Inquadramento | Il pregiudizio alla stabilità e alla sicurezza | L'alterazione del decoro architettonico | L'inservibilità al godimento anche di un solo condomino | Casistica | Guida all’approfondimento |

 

Il comma 4 (ex comma 2) dell'art. 1120 c.c. specifica, in materia di condominio, che «sono vietate le innovazioni che possano recare pregiudizio alla stabilità o alla sicurezza del fabbricato, che ne alterino il decoro architettonico o che rendano taluni parti comuni dell'edificio inservibili all'uso o al godimento anche di un solo condomino», mentre, nella comunione, con l'art. 1108 c.c., si assiste a limiti meno severi, inibendo solo quelle opere che possano provocare un pregiudizio ad alcuno dei partecipanti o importino una spesa eccessivamente gravosa.
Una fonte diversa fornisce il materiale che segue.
PR #545, opened 2019-04-19
If there is no inMessage use the inFaultMessage

spark404:
I observed that when reading an entity from a response of a failed rest call the CXF throws a NullPointer exception.

I tracked this down to specific case where a JAXRS ReaderInterceptor is present on the chain and the response fails. When parsing the response this condition triggers a different path in JAXRSUtils.readFromMessageBodyReader which eventually results in a call to ProviderFactory.createMessageBodyReaderInterceptor which will throw a NullPointerException when there is no inMessage.

This fix tries to load  an inFaultMessage if there is no inMessage available which prevents the NPE and allows the code to execute successfully.

To reproduce create a JAX-RS Proxy client with a ReaderInterceptor. Then trigger a request that returns a 403 status code and try to 'readEntity' on the resulting ForbiddenException response.

### DIFF
--- a/rt/frontend/jaxrs/src/main/java/org/apache/cxf/jaxrs/impl/ReaderInterceptorMBR.java
+++ b/rt/frontend/jaxrs/src/main/java/org/apache/cxf/jaxrs/impl/ReaderInterceptorMBR.java
@@ -18,9 +18,11 @@
  */
 package org.apache.cxf.jaxrs.impl;
 
-import org.apache.cxf.jaxrs.provider.ProviderFactory;
-import org.apache.cxf.jaxrs.utils.JAXRSUtils;
-import org.apache.cxf.message.Message;
+import java.io.IOException;
+import java.io.InputStream;
+import java.io.Reader;
+import java.lang.annotation.Annotation;
+import java.lang.reflect.Type;
 
 import javax.ws.rs.ProcessingException;
 import javax.ws.rs.WebApplicationException;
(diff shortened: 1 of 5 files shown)


spark404:
> Thanks for the PR. Could you add a unittest for it?

Sure, i'll see what i can do. Already looked at it and this method wasn't covered yet. So i'll have to write the test for the existing behaviour as well

spark404:
BTW, Build failed due to a java OutOfMemory exception. Any way to restart it?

Il Legislatore, in tal modo, ha posto dei limiti ben precisi alle decisioni dell'assemblea, anche se adottate con i quorum elevati di cui al comma 5 dell'art. 1136 c.c., intendendo così salvaguardare i diritti della collettività e dei singoli partecipanti del condominio da eventuali abusi della maggioranza; in altri termini, quest'ultima può approvare qualsiasi innovazione, purché diretta a migliorare la cosa comune o il godimento della stessa, ma non può danneggiare né le parti comuni né gli interessi dei condomini. Sotto il profilo della tecnica legislativa adoperata, è interessante notare come la norma menziona l'effetto (fattuale) in luogo della causa (giuridica); le innovazioni pregiudizievoli anziché la causa specifica...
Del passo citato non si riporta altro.